Do you want to see a picture of my 95 colnago master?
Unfortunately it doesn't illustrate the point of this thread...
unless you want:
Better brakes
Wider gear range
Smoother shifting
More grip
Stiffer frame

However, it looks about 1000x better than a flashy carbon piece.

Like comparing a 50s Italian matinee idol to a present-day teenage first division footballer
 
Do you want to see a picture of my 95 colnago master?
Unfortunately it doesn't illustrate the point of this thread...
unless you want:
Better brakes
Wider gear range
Smoother shifting
More grip
Stiffer frame

However, it looks about 1000x better than a flashy carbon piece.

Like comparing a 50s Italian matinee idol to a present-day teenage first division footballer
I've been riding a 2003 rim-braked road bike recently - a lot of times in the wet. I pick and choose the modern technology i like which includes modern wheels set up tubeless and 1x11 drivechain with clutch mech and NW chainring, carbon bar and seatpost.
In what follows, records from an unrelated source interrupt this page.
PR #2604, opened 2026-03-16
feat(skore): Add compare function as a counterpart to evaluate

### LINKED ISSUE #2603: feat(skore): Add a `compare` method

Following #2520 and especially https://github.com/probabl-ai/skore/issues/2520#issuecomment-3987627477, we can add a `compare` method that is fed built `EstimatorReports` or `CrossValidationReports` and returns a `ComparisonReport`. 
The difference with a call to `evaluate()` with multiple estimators is that with `compare` we don't create the reports.
AFAIK this would just wrap the `__init__` of `ComparisonReport` so the only use of this method would be to use natural language instead of instanciating a class.

glemaitre:
closes #2603

Follow-up to the PR introducing the `evaluate` function.

Introduce the `compare` function that allow to create a `ComparisonReport`.


sphinx/reference/index.rst
```diff
@@ -30,6 +30,8 @@ ML Assistance
 .. list-table::
    :widths: 30 70
 
+   * - :func:`compare`
```
auguste-probabl, line 35: ~`evaluate` should be here also~
i guess wait for #2573

PR #2605, opened 2026-03-17
fix(skore-hub-project): Add average precision and roc auc to binary classification performance

rouk1:
Two optional parameters were not passed when computing performance related data frames.


cakedev0:
Just out of curiosity: how did you notice that? What did it break?

thomass-dev:
> Just out of curiosity: how did you notice that? What did it break?

Missing for https://github.com/probabl-ai/skore-hub/pull/1285.

PR #2615, opened 2026-03-19
refactor(skore): Remove `._cache` from CV&Comp reports

### LINKED ISSUE #2544: chore: Remove caching logic from `CrossValidationReport` and `ComparisonReport`

cakedev0:
Depends on #2600 and #2610 (both are merged :heavy_check_mark: )

Closes #2544 

#### Change description

This PR removes `.cache` from CV&Comp reports because it's not used anymore, and adapts the `skore-*-project`s to be compatible with this removal (while being backward compatible with the current skore release, as proven by the tests).

It also prunes a bit the `Project` docstring to make the doctest pass by removing the put of a CV report. Indeed the doc test is ran with `skore:main` against `skore-local-project:latest`, which is something we don't really try to support.

#### AI usage disclosure

Used it to adapt the tests.

### DIFF
--- a/skore-hub-project/src/skore_hub_project/artifact/media/inspection.py
+++ b/skore-hub-project/src/skore_hub_project/artifact/media/inspection.py
@@ -44,9 +44,9 @@ class PermutationImportance(Inspection[Report], ABC):  # noqa: D101
     name: Literal["permutation_importance"] = "permutation_importance"
 
     def content_to_upload(self) -> bytes | None:  # noqa: D102
-        if not hasattr(self.report, "_cache"):
-            return None
-        for key, display in reversed(list(self.report._cache.items())):
+        cache = getattr(self.report, "_cache", {})
+
+        for key, display in reversed(list(cache.items())):
             if len(key) < 6:
                 continue
 


skore-hub-project/src/skore_hub_project/artifact/media/inspection.py
```diff
@@ -44,6 +44,8 @@ class PermutationImportance(Inspection[Report], ABC):  # noqa: D101
     name: Literal["permutation_importance"] = "permutation_importance"
 
     def content_to_upload(self) -> bytes | None:  # noqa: D102
+        if not hasattr(self.report, "_cache"):
+            return None
         for key, display in reversed(list(self.report._cache.items())):
```
thomass-dev:
```suggestion
        cache = getattr(self.report, "_cache", {})

        for key, display in reversed(list(cache.items())):
```

skore-hub-project/src/skore_hub_project/artifact/pickle/pickle.py
```diff
@@ -48,7 +48,12 @@ def content_to_upload(self) -> Generator[bytes, None, None]:
         The report is pickled without its cache, to avoid salting the checksum.
         """
         reports = [self.report] + getattr(self.report, "estimator_reports_", [])
-        caches = [report_to_clear._cache for report_to_clear in reports]
+        reports_with_cache = [
+            report_to_clear
+            for report_to_clear in reports
+            if hasattr(report_to_clear, "_cache")
+        ]
+        caches = [report_to_clear._cache for report_to_clear in reports_with_cache]
```
thomass-dev:
```suggestion
        reports_with_cache = (
            (report, report._cache) for report in reports if hasattr(report, "_cache")
        )
```

skore-hub-project/src/skore_hub_project/artifact/pickle/pickle.py
```diff
@@ -60,5 +65,5 @@ def content_to_upload(self) -> Generator[bytes, None, None]:
 
             yield pickle_bytes
         finally:
-            for report, cache in zip(reports, caches, strict=True):
+            for report, cache in zip(reports_with_cache, caches, strict=True):
```
thomass-dev:
```suggestion
            for report, cache in reports_with_cache:
```

skore-hub-project/tests/unit/report/test_cross_validation_report.py
thomass-dev, line 1: Same comments as `pickle.py`.

skore-hub-project/tests/unit/report/test_estimator_report.py
thomass-dev, line 1: Same comments as `pickle.py`.

skore-local-project/src/skore_local_project/project.py
thomass-dev, line 1: Same comments as `pickle.py`.

skore-hub-project/src/skore_hub_project/artifact/pickle/pickle.py
cakedev0: Quite nicer indeed, applied it to every relevant places.

cakedev0: But a generator is not good here: it's lazy so it will read `report._cache` after the call to `cache_clear` below.

Personally I avoid inline generators like this unless there is a clear performance/memory gain from it, because it's much harder to reason about than lists.

thomass-dev: You're true. Sorry, i didn't want a generator here, but a tuple 😓 .
So `reports_with_cache = tuple(`.

PR #2059, opened 2017-05-29
Remove TinyMCE options from the body.

thet:
Remove TinyMCE pattern options from the body, as these are always set on the richtext fields mimetype selector or - if not there - on the textfield itself.

regarding the mimetype selector managing tinymce options see: https://github.com/plone/plone.app.z3cform/blob/master/plone/app/z3cform/widget.py#L615 (I don't like how the options are managed (mainly because I've written the code myself), but this allows for switching between different editors - plain for .rst, .txt, .md, etc. and tinymce for html mimetypes)

Merge together:
- https://github.com/plone/Products.CMFPlone/pull/2059
- https://github.com/plone/plone.app.contenttypes/pull/403


thet:
Let's see if tests break.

I have disc brakes on lots of bikes but i don't particularly want them on my road bike. According to strava i hit 46.8mph on a twisty downhill section last sunday. I never have a problem with the rim brakes or felt like i lacked power or control. Nor did i feel my frame lacked for stiffness - and i'm a solid chunk.

I think we are too persuaded by marketing that we need all these "upgrades". I work as a wheelbuilder and i see huge numbers of our regular clients come in and say that they're not sure if it's worth getting another set of rim brake wheels since they feel they want a new bike because they "need" discs. It makes no odds to me what they want to buy - we build far more disc-brake wheels than rim-brake these days - but often after a bit of discussion they happily stick with rim-brakes on bikes that they may already have spent Ā£10k+ on. It's a bit like those scenes in old films where a person becomes hysterical and someone slaps them in the face. Being regular customers we see them fairly often and they come back and say how they've fallen in love with their bike all over again with its new wheels. Maybe they just wanted to spend some money...

All that said, if i'm buying a new offroad frame it's going to be disc-brakes all the way. My favourite bike of all time is a rim-braked cross bike but i can't ride it offroad round here through the wetter months - it clags to a halt after a mile or so.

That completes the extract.